677: I Accept the Battery Cost
https://atp.fm/677

If you really don’t like AI, we have some bad news for you.

Accidental Tech Podcast: 677: I Accept the Battery Cost

Three nerds discussing tech, Apple, programming, and loosely related matters.

@atpfm I know.. im sick and tired of AI everywhere and all the talk about it.. but I get it’s here to stay
@atpfm it’s just.. we just don’t think about the energy use, all the stuff that was stolen to make it, and how it’s used to mess up society even more. Just because ‘he it works for me’
@vmachiel Many people do think about it, including me! And we all should.
@siracusa @vmachiel and yet they (and you) will manage to rationalise using it.
@Colman So will you, and everyone else, eventually—for better AND for worse. (See also: electricity, automobiles, modern agriculture, manufactured goods of all kinds, etc.)
@siracusa i do not like the comparison with electricity etc i must say.. those provide huge benefits for everyone. AI uses so much power and stolen material to provide benefits for a relatively small group of the population. Electricity made us all beter and more equal, AI is making it worse.
@vmachiel I think your opinion of electricity would have been very similar to your opinion of AI had you lived during its dawn! Electricity initially "provided benefits for a relatively small group of the population" while its generation poisoned the air and polluted the water, all of which affected the masses way more than the elites. Oh, and eventually…climate change.

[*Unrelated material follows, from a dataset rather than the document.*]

PR #727, opened 2018-02-14
KDC padata and preauth refactoring

greghudson:
This work is preliminary to PKINIT freshness.  It should not introduce any behavior changes.  The main goals are to eliminate the static preauth systems table so that we can explicitly decide when to add informational padata, and to incrementally allocate the hint and AS-REP padata lists instead of preallocating them.  (Preallocation is of course slightly more efficient, but it's risky unless we have a robust way of predetermining the maximum list size, and without the static preauth systems table we would be changing that each time we added a new piece of informational padata.)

@siracusa but adding AI on top of our current energy needs is just irresponsible. At this point. Even without AI we are damaging the planet beyond repair. We are burning to planet to generate fake narratives.

Plus we didn’t steal everyone’s stuff to make electricity. And electricity doesn’t lie.

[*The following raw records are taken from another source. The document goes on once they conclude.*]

PR #728, opened 2018-02-20
KerbSubmitTicket() should check malloc() return for NULL

Sashan:
Patch has been sent earlier from my alexandr.nedvedicky company email.
more details on [krbdev](http://mailman.mit.edu/pipermail/krbdev/2018-February/012902.html)

### DIFF
--- a/src/lib/krb5/ccache/cc_mslsa.c
+++ b/src/lib/krb5/ccache/cc_mslsa.c
@@ -385,6 +385,8 @@ CacheInfoEx2ToMITCred(KERB_TICKET_CACHE_INFO_EX2 *info,
      * not a NULL list of addresses.
      */
     creds->addresses = (krb5_address **)malloc(sizeof(krb5_address *));
+    if (creds->addresses == NULL)
+        return FALSE;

AI is a curiousity, not a necessity for a decent life like electricity is. You want to use it, but the whole ethical justification is flimsy. And AI is not inevitable

@vmachiel Electricity was also initially seen as "a curiosity, not a necessity." It was also not seen by everyone as "inevitable." Hindsight is 20/20.

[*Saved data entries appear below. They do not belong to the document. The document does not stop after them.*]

PR #729, opened 2018-02-20
KDC should release resources when it is about to bail out on error

Sashan:
Same patch has been sent to [krbdev](http://mailman.mit.edu/pipermail/krbdev/2018-February/012896.html) few days ago from my Alexandr.Nedvedicky company mail

### DIFF
--- a/src/kdc/main.c
+++ b/src/kdc/main.c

As for "stealing," we have many precedents, both good and bad, in this area, from the printing press to player pianos to VCRs to fonts to APIs. Sometimes we come up with a pretty OK system, and sometimes we end up making things worse. But the basic questions of ownership and compensation in the face of new tech is very old and recurring.

@vmachiel And as for the environmental impact of AI's energy usage, despite the fact that it is somewhat overblown as a percentage of total human energy use, it surely will be a short-term problem. And I'd argue that crypto mining (a much more clearcut case of harm with little practical use) shows we are not good at dealing with things like this. But advances in *other* tech (renewable energy) does give me some hope.
@siracusa @vmachiel Energy usage is also often overstated. Nobody is arguing that AI does not consume energy, or that aggregate demand does not add up. But this has to be evaluated in relation to the use and that it is spread across hundreds of millions of users. When broken down per individual and compared with what a typical Western European or American uses energy for, AI usage is negligible.
@secundus
I would be interested in references if you have them. I’ve been having a hell of a time finding numbers on this stuff.

@niekvdpas As far as is known, AI companies do not publish detailed data, so there are more or less plausible guesstimates. Andy Masley (see link) has written several solid articles on the topic. Granted, he is just another person on the internet, but I find his argument reasonably convincing. This is not about specific numbers, but about a rough estimate of the order of magnitude of LLM energy consumption and how that compares to overall personal energy use

https://andymasley.substack.com/p/a-cheat-sheet-for-conversations-about

Using ChatGPT is not bad for the environment - a cheat sheet

The numbers clearly show this is a pointless distraction for the climate movement

Andy Masley

@niekvdpas To give an even vaguer answer. A fairly limited LLM can be run reasonably well on my four-year-old laptop. A much more capable model can be run on a machine, such as a Mac Studio. This does consume energy, but not very much. Especially given that typical LLM use does not imply sustained full-load operation.

Compared to these examples, optimized hardware or software, scale, better utilization, etc. will be more efficient.